1991 Screamin' Jay Hawkins CD "Black music for white people"
|A 01 (02:54)||Is you is or is you ain't my baby? (Bill Austin, Louis Jordan)|
|A 02 (03:30)||I feel allright (Jalacy Hawkins)|
|A 03 (03:33)||I put a spell on you [dance version] (Jalacy Hawkins)|
|A 04 (03:11)||I hear you knockin' (Dave Bartholomew, Pearl King)|
|A 05 (04:22)||Heartattack and Vine (Tom Waits)|
|A 06 (06:00)||Ignant and shit (Jalacy Hawkins)|
|A 07 (04:37)||Swamp gas (Robert Duffey, Mike Keneally)|
|A 08 (03:49)||Voodoo priestess (Robert Duffey, Mike Keneally)|
|A 09 (03:22)||Ice cream man (John Brim)|
|A 10 (04:07)||I want your body (Jalacy Hawkins)|
|A 11 (05:56)||Ol' man river (Jerome Kern, Oscar Hammerstein II)|
|A 12 (05:18)||Strokin' ()|
- Production: [A 01-02, 04-12] Robert Duffey for Bizarre Records [A 03] Cool Slo Moe Ice Man Bobby D. and Slik Rik (a couple of Irish guys)
- Recording: 1990.10-12 Hollywood, Tracks II. - Engineer: Steve Batte. - Second engineer: Eben Calderon
- Mixing: 1991.02 Hollywood, Tracks II. - Mixing engineer: Steve Batte
- Mastering: A&M Mastering Lab. - Bill Inglot, Ken Perry
- Musicians: Steve Batte (piano on A 03), Bo Diddley jr. (guitar), Jill Foor (backing vocals), Dana "Potato Boy" Garrett (sax), Mark Goldberg (upright bass, electric bass), Screamin' Jay Hawkins (vocals, piano), Michael Keneally (guitar, piano, backing vocals, vocal arrangements; sax arrangement on A 01; rap on A 03), Meredith Marshall (backing vocals), Rik Shannon (drums, percussion, backing vocals), Bari Southern (sax), Julie Syperrda-Duffey (backing vocals)
- Design: Moses
- Executive production: (under duress) Herb Cohen
- Publishing rights: [A 02, 05-10] Third Story Music, Inc. / BMI
- Mike Keneally played his Stratocaster direct into the board and calls the result "far too antiseptic for what should have been a very gritty album." Robert Duffey's pants are mentioned on the "Dub Room Special" video. According to Keneally he "co-wrote" two of the songs... in the case of "Voodoo priestess" this literally meant Duffey suggested a title to Keneally who then went off and wrote the song, and they split the publishing rights 50/50... For some odd reason the CD's liner notes contained no songwriting credits of any kind (the British vinyl version, of which approximately thirteen were distributed, contains full credits on the label).

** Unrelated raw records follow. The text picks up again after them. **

PR #2120, opened 2026-07-18
Send hot-path Redis Lua scripts as EVALSHA instead of full text (#2056)

### LINKED ISSUE #2056: Hot-path Redis Lua scripts are re-sent as full EVAL text on every call
## Context

Found in the July 2026 health review (Infrastructure pass).

`IDatabase.ScriptEvaluate(string, …)` in StackExchange.Redis transmits the full script body per invocation (no automatic `EVALSHA`). The affected scripts sit on the hottest Redis paths:

- `Game.Infrastructure/Cache/Redis/RedisService.cs:60-62` (`GetSet`), `:116-119` (`ReclaimAndForget` — runs on every inbound socket message, i.e. every heartbeat), `:158-163` (`HashGetAllIfExists`), `:190-192`/`:206-211` (hash-set scripts — per battle completion)
- `Game.Infrastructure/PubSub/Redis/RedisQueue.cs:95-97` (`ReclaimProcessingAsync`)

At fleet scale this is a few hundred redundant bytes per command on every hot path. Not a correctness issue.

## Suggested fix

Prepare each script once with `LuaScript.Prepare(...)`/`LoadedLuaScript` (or `SCRIPT LOAD` + `EVALSHA` with an `EVAL` fallback) in `RedisService`/`RedisQueue`, keeping the scripts as the single source strings they already are. Could bundle with other Redis round-trip work (#2019).

ginderjeremiah:
## Summary

`RedisService`/`RedisQueue` sent every Lua script's full source text on every `ScriptEvaluate(Async)` call — `IDatabase.ScriptEvaluate(string, ...)` always issues a raw `EVAL`, with no automatic `EVALSHA`. This hits the hottest Redis paths: `GetSet`/`CompareAndSet`, `ReclaimAndForget` (every inbound socket message), the hash-get/hash-set scripts (per battle completion), and `RedisQueue.ReclaimProcessingAsync`.

- Added `PreparedScript` (`Game.Infrastructure/Redis/PreparedScript.cs`): wraps a script's source text with its SHA1 hash. The scripts stay raw `KEYS[n]`/`ARGV[n]` text — `LuaScript.Prepare`'s fixed named-parameter model can't express the variable-length `ARGV` the hash-set scripts build, so this talks to `IDatabase` directly instead.
  - The first call this process makes for a given script sends the full text (an `EVAL`, which as a side effect caches the script on the server), so a cold script cache never causes a `NOSCRIPT` failure on startup.
  - Every call after that sends only the hash (`EVALSHA`).
  - The awaited path (`EvaluateAsync`) additionally falls back to a full-text resend if the server ever reports `NOSCRIPT` after the script was already warmed (a manual `SCRIPT FLUSH` or a Redis restart that lost its script cache), so it self-heals. The fire-and-forget path (`Evaluate`) has no response to inspect for that — the same no-delivery-guarantee every other `CommandFlags.FireAndForget` call in this tier already accepts.
  - `RedisService`/`RedisQueue` are resolved **transient** (constructed per DI scope), so each script is prepared once as a `static readonly` field on its owning class — the hash and warm state are shared process-wide rather than recomputed or re-sent per instance.
- Converted every `ScriptEvaluate`/`ScriptEvaluateAsync` call site in `RedisService.cs` and `RedisQueue.cs` to go through a `PreparedScript`.

I manually validated the hash format and the NOSCRIPT/fallback behavior against a live Redis instance before wiring this in (a computed `SHA1` hash matches exactly what `ScriptEvaluate(byte[] hash, ...)` expects, a pre-load `EVALSHA` genuinely returns `NOSCRIPT`, and it succeeds after the script is loaded).

Not a correctness fix — this is purely a byte-savings optimization, per the issue.

## Test plan

- [x] `dotnet build Game.sln` — clean, 0 warnings/errors
- [x] New unit tests in `Game.Infrastructure.Tests/PreparedScriptTests.cs` pin the one genuinely regression-prone piece of logic — a failed cold call must not mark the script warmed (or every later call would jump straight to an `EVALSHA` the server never actually cached) — using the project's existing dead-endpoint technique (no live Redis, no mocking).
- [x] Full existing Redis integration suites (`RedisServiceIntegrationTests`, `RedisQueueIntegrationTests`) pass unchanged against the real Redis container, exercising every converted script end to end.
- [x] `Game.Infrastructure.Tests` (68 tests), `Game.Application.Tests` (998 tests), `Game.Api.Tests` (823 tests), `Game.Core.Tests` (1371 tests) all pass.

Closes #2056

---
_Generated by [Claude Code](https://claude.ai/code/session_01Y98qiKza3cxfNGo4AnS2Ec)_

### DIFF
--- a/Game.Infrastructure.Tests/PreparedScriptTests.cs
+++ b/Game.Infrastructure.Tests/PreparedScriptTests.cs
@@ -9,7 +9,9 @@ namespace Game.Infrastructure.Tests
     /// send a Lua script's hash instead of its full text on every call after the first (#2056). The behaviour
     /// that matters and is otherwise only exercised indirectly through a live Redis: a cold call that fails
     /// before it reaches the server must not mark the script warmed, or every later call would jump straight to
-    /// an <c>EVALSHA</c> the server has genuinely never cached.
+    /// an <c>EVALSHA</c> the server has genuinely never cached — pinned for both <see cref="PreparedScript.EvaluateAsync"/>
+    /// and <see cref="PreparedScript.Evaluate"/>, since the latter blocks its own cold call rather than sharing
+    /// the former's fallback logic.
     /// <para>
     /// Uses the same dead-endpoint technique as the sibling <see cref="RedisPubSubPublishFailureTests"/>: a
     /// multiplexer pointed at an unreachable endpoint (<c>abortConnect=false</c>) connects lazily and then throws
@@ -38,15 +40,32 @@ namespace Game.Infrastructure.Tests
         }
 
         [Fact]
-        public async Task EvaluateAsync_WhenAlreadyWarmed_SendsTheHashRatherThanRewarming()
+        public async Task Evaluate_WhenTheColdCallFails_LeavesTheScriptUnwarmed()
+        {
+            // Evaluate's cold branch strips a caller's FireAndForget flag and blocks for a confirmed reply, so
+            // this is pinned separately from EvaluateAsync's version of the same invariant: a dropped cold send
+            // must not wedge the script into the hash-only path.
+            await using var multiplexer = await ConnectionMultiplexer.ConnectAsync(DeadEndpoint);
+            var db = multiplexer.GetDatabase();
+            var script = new PreparedScript("return 1");
+
+            Assert.Throws<RedisConnectionException>(() => script.Evaluate(db, [], [], CommandFlags.FireAndForget));
+
+            Assert.False(script.IsWarmedForTesting);
+        }
+
+        [Fact]
+        public async Task EvaluateAsync_WhenAlreadyWarmed_StaysWarmedAfterAFailedCall()
         {
             await using var multiplexer = await ConnectionMultiplexer.ConnectAsync(DeadEndpoint);
             var db = multiplexer.GetDatabase();
             var script = PreparedScript.CreateAlreadyWarmedForTesting("return 1");
 
-            // Still fails against a dead endpoint either way, but this pins that a warmed script never revisits
-            // the cold (full-text) branch — CreateAlreadyWarmedForTesting's contract that the seam actually
-            // starts in the warmed state.
+            // A dead endpoint can't distinguish the hash branch from the full-text one — both throw the same
+            // RedisConnectionException before anything reaches a server — so this doesn't pin which command form
+            // was sent (that needs a genuine NOSCRIPT reply, covered by the Redis integration suites instead).
+            // What it does pin: CreateAlreadyWarmedForTesting actually starts warmed, and a failure afterward
+            // doesn't flip it back to cold.
             Assert.True(script.IsWarmedForTesting);
             await Assert.ThrowsAsync<RedisConnectionException>(() => script.EvaluateAsync(db, [], []));
             Assert.True(script.IsWarmedForTesting);
--- a/Game.Infrastructure.Tests/PreparedScriptTests.cs
+++ b/Game.Infrastructure.Tests/PreparedScriptTests.cs
@@ -1,0 +1,55 @@
+using Game.Infrastructure.Redis;
+using StackExchange.Redis;
+using Xunit;
+
+namespace Game.Infrastructure.Tests
+{
+    /// <summary>
+    /// Unit tests for <see cref="PreparedScript"/>, the helper that lets <c>RedisService</c>/<c>RedisQueue</c>
+    /// send a Lua script's hash instead of its full text on every call after the first (#2056). The behaviour
+    /// that matters and is otherwise only exercised indirectly through a live Redis: a cold call that fails
+    /// before it reaches the server must not mark the script warmed, or every later call would jump straight to
+    /// an <c>EVALSHA</c> the server has genuinely never cached.
+    /// <para>
+    /// Uses the same dead-endpoint technique as the sibling <see cref="RedisPubSubPublishFailureTests"/>: a
+    /// multiplexer pointed at an unreachable endpoint (<c>abortConnect=false</c>) connects lazily and then throws
+    /// a real <see cref="RedisConnectionException"/> from the awaited command — no mocking, no Redis server
+    /// required. The NOSCRIPT-triggered fallback itself needs a genuine server reply and is covered by the
+    /// existing Redis integration suite exercising these scripts end to end (RedisServiceIntegrationTests,
+    /// RedisQueueIntegrationTests) rather than duplicated here.
+    /// </para>
+    /// </summary>
+    public class PreparedScriptTests
+    {
+        private const string DeadEndpoint = "127.0.0.1:1,abortConnect=false,connectTimeout=500,connectRetry=0";
+
+        [Fact]
+        public async Task EvaluateAsync_WhenTheColdCallFails_LeavesTheScriptUnwarmed()
+        {
+            await using var multiplexer = await ConnectionMultiplexer.ConnectAsync(DeadEndpoint);
+            var db = multiplexer.GetDatabase();
+            var script = new PreparedScript("return 1");
+
+            await Assert.ThrowsAsync<RedisConnectionException>(() => script.EvaluateAsync(db, [], []));
+
+            // A failed cold call means Redis never actually cached this script; if it had wrongly been marked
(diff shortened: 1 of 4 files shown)


Game.Infrastructure/Redis/PreparedScript.cs
```diff
@@ -0,0 +1,89 @@
...
+
+        public RedisResult Evaluate(IDatabase db, RedisKey[] keys, RedisValue[] values, CommandFlags flags = CommandFlags.None)
+        {
+            if (!_warmed)
+            {
+                var coldResult = db.ScriptEvaluate(_script, keys, values, flags);
+                _warmed = true;
+                return coldResult;
+            }
+
```
ginderjeremiah: Should-fix (or a conscious decline): this cold branch marks `_warmed = true` as soon as `ScriptEvaluate` returns, but the callers pass `CommandFlags.FireAndForget`, so "returns" here means "handed to the send buffer", not "the server ran the EVAL and cached the script". If that one cold command is dropped (a connection blip at process start), the script is never cached server-side yet `_warmed` is now `true` — and unlike `EvaluateAsync`, this sync path has no `NOSCRIPT` fallback, so *every* subsequent `EVALSHA` for this script gets `NOSCRIPT` and silently no-ops for the rest of the process lifetime.

The doc comment frames this as "the same no-delivery-guarantee every other FireAndForget call in this tier already accepts", but that undersells the change: today a dropped fire-and-forget EVAL loses exactly one op and the next call works; here a dropped *cold* EVAL wedges the script permanently. The three sync callers are `ReclaimAndForget`, `HashSetAndForget`, and `HashSetIfExistsAndForget` — the hash-set writes carry real per-battle state, so a process-wide silent no-op is a more meaningful degradation than a single lost refresh.

Cheapest robust fix: issue the *cold* call without `FireAndForget` (a confirmed EVAL) so `_warmed` only flips once the script is genuinely cached; it's one blocking round-trip, once per process, on a path that's otherwise off the hot loop. Happy to hear if you'd rather accept the risk — just want it to be a deliberate call rather than an artifact of mirroring the async signature.

---

Game.Infrastructure.Tests/PreparedScriptTests.cs
```diff
@@ -0,0 +1,55 @@
...
+
+            await Assert.ThrowsAsync<RedisConnectionException>(() => script.EvaluateAsync(db, [], []));
+
+            // A failed cold call means Redis never actually cached this script; if it had wrongly been marked
+            // warmed anyway, every later call would send only the hash and get NOSCRIPT forever.
+            Assert.False(script.IsWarmedForTesting);
+        }
+
+        [Fact]
+        public async Task EvaluateAsync_WhenAlreadyWarmed_SendsTheHashRatherThanRewarming()
```
ginderjeremiah: Nit: the name (`SendsTheHashRatherThanRewarming`) and the "warmed script never revisits the cold branch" comment promise more than the assertions can deliver — against a dead endpoint both the hash and the full-text branch throw `RedisConnectionException` before anything reaches the server, so the test can't actually observe *which* path was taken. What it really pins is "a warmed script stays warmed and doesn't flip back to cold", which is fine and worth keeping — just consider renaming to match (e.g. `WhenAlreadyWarmed_StaysWarmed`) so a future reader doesn't trust it to guard the hash-vs-text dispatch that only the integration suite actually exercises.

---

ginderjeremiah (commented):
## Review: EVALSHA-instead-of-EVAL for hot-path Redis Lua scripts (#2056)

**Verdict:** Approve (posted as a comment since I'm the PR author, so GitHub won't take a gating event on my own PR) — no blocking findings; two non-blocking items below.

This does exactly what the issue asked and the approach is well-judged. Verified independently:

- **All the actual call sites are converted.** Every `ScriptEvaluate`/`ScriptEvaluateAsync` in `RedisService.cs` and `RedisQueue.cs` now routes through `PreparedScript`, with none left behind. The issue's `GetSet` reference (`RedisService.cs:60-62`) is stale — `GetSet` is `StringGetSetExpiryAsync` now, not a Lua script — so its absence from the diff is correct, not a miss.
- **The hash/warm-state-as-`static readonly` reasoning holds.** `AddCache`/`AddPubSub` register the services `AddTransient`, so a per-instance field would recompute the SHA and re-warm per DI scope; the `static readonly` field shares it process-wide, and the multiplexer it targets is itself shared, so the server-side script cache lines up with the warm flag.
- **The cold→warm→NOSCRIPT-self-heal flow is correct.** Raw `KEYS[n]`/`ARGV[n]` text is sent verbatim by the `string` overload (no `@param` tokenization), so the client's `SHA1(UTF8(script))` matches the SHA the server caches under; the cold EVAL both runs and caches; `_warmed` flips only after a successful `await`; and the `RedisServerException` + `StartsWith("NOSCRIPT")` guard on `EvaluateAsync` self-heals a flushed cache.

### Should-fix

- `PreparedScript.Evaluate` (sync) — `PreparedScript.cs:81-85`. The cold branch flips `_warmed` on a `FireAndForget` send with no delivery confirmation and no `NOSCRIPT` fallback, so a dropped cold EVAL wedges that script into `NOSCRIPT` for the whole process rather than losing a single op. Details + a low-cost fix inline; fine to consciously decline, just want it to be a deliberate call.

### Nits

- `PreparedScriptTests.cs:41` — the second test's name/comment overpromise what a dead-endpoint assertion can verify. Inline.

### Test coverage

Appropriate for this tier. The one genuinely regression-prone invariant — a failed cold call must not mark the script warmed — is pinned as an in-process unit test, and the rest (real EVAL/EVALSHA dispatch, the `NOSCRIPT` self-heal which requires a server-side `SCRIPT FLUSH`) is correctly left to the existing Redis integration suites, consistent with `backend.md`'s rule that Redis-coupled logic and process-wide-infra-disruption branches are covered by integration tests / accepted as measure-only rather than unit-tested. No missing-coverage blocker.

### What's good

Genuinely clean optimization: the `LuaScript.Prepare`-can't-express-variable-ARGV constraint is correctly diagnosed and worked around by talking to `IDatabase` directly, the warm/cold/NOSCRIPT states are each reasoned through, and the XML docs capture the *why* (transient DI, fire-and-forget tradeoff) without straying into stale implementation detail.

---

Game.Infrastructure/Redis/PreparedScript.cs
ginderjeremiah: Fixed — the cold call now strips FireAndForget and blocks for a confirmed reply before flipping `_warmed`, so a dropped send can no longer wedge the script into permanent NOSCRIPT. Added a sync-path counterpart to the existing cold-call-failure unit test to pin it.

---

Game.Infrastructure.Tests/PreparedScriptTests.cs
ginderjeremiah: Renamed to `EvaluateAsync_WhenAlreadyWarmed_StaysWarmedAfterAFailedCall` and reworded the comment to say what it actually pins.

---

ginderjeremiah:
## Re-review — EVALSHA for hot-path Redis Lua scripts (#2056)

Since the initial review, commit `2cda6303` addressed both findings, and I verified the fixes directly:

- **Should-fix (sync `Evaluate` NOSCRIPT wedge) — fixed.** The cold branch now strips the caller's fire-and-forget flag (`flags & ~CommandFlags.FireAndForget`) and blocks for a confirmed reply before flipping `_warmed`, so a dropped cold send can no longer wedge a script into permanent `NOSCRIPT`. One blocking round trip, once per process, off the hot loop — exactly the recommended fix. The class doc now captures the *why*.
- **Nit (test name/comment overpromise) — fixed.** Renamed to `EvaluateAsync_WhenAlreadyWarmed_StaysWarmedAfterAFailedCall` with a comment that states what a dead-endpoint assertion can actually pin, and a sync-path counterpart (`Evaluate_WhenTheColdCallFails_LeavesTheScriptUnwarmed`) was added to cover the newly-diverged blocking cold path.

Both review threads are resolved. CI is fully green (all 9 checks pass). No outstanding nits or should-fixes and no follow-up work — clean optimization, good to merge.

_(Automated re-review pass.)_

---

- In the opinion of Keneally "Ignant and shit" is the high point of the album, a totally crazed Jay improv rap with some actually inspired playing, all off the cuff. Tied for high point: Jay's twisted spoken segues, captured and inserted throughout the album without his knowledge (such as a dissertation from Jay to his then-wife on "holy rolly" religious rites: "the shouting and the typing"). Low point: Ill-advised "dance version" of the classic "I put a spell on you", the one song on the album, Keneally is proud to say, with which he was completely uninvolved.
- Says Keneally: "Major point of shame: after Jay left the studio for the evening, Duffey would have me re-record his piano parts and smooth out all the rough edges. When Jay heard them later, Duffey tried to convince him that his parts had simply been run through a very sophisticated computer device. At this point I became known as The Keneally Correctizer behind Jay's back. I feel no small amount of guilt at being party to deceiving a genuine musical legend, but work was work."
- "Heartattack and Vine" subsequently was used throughout Europe in a Levi's advertisement and later included in a compilation of songs from Levi's ads over the years.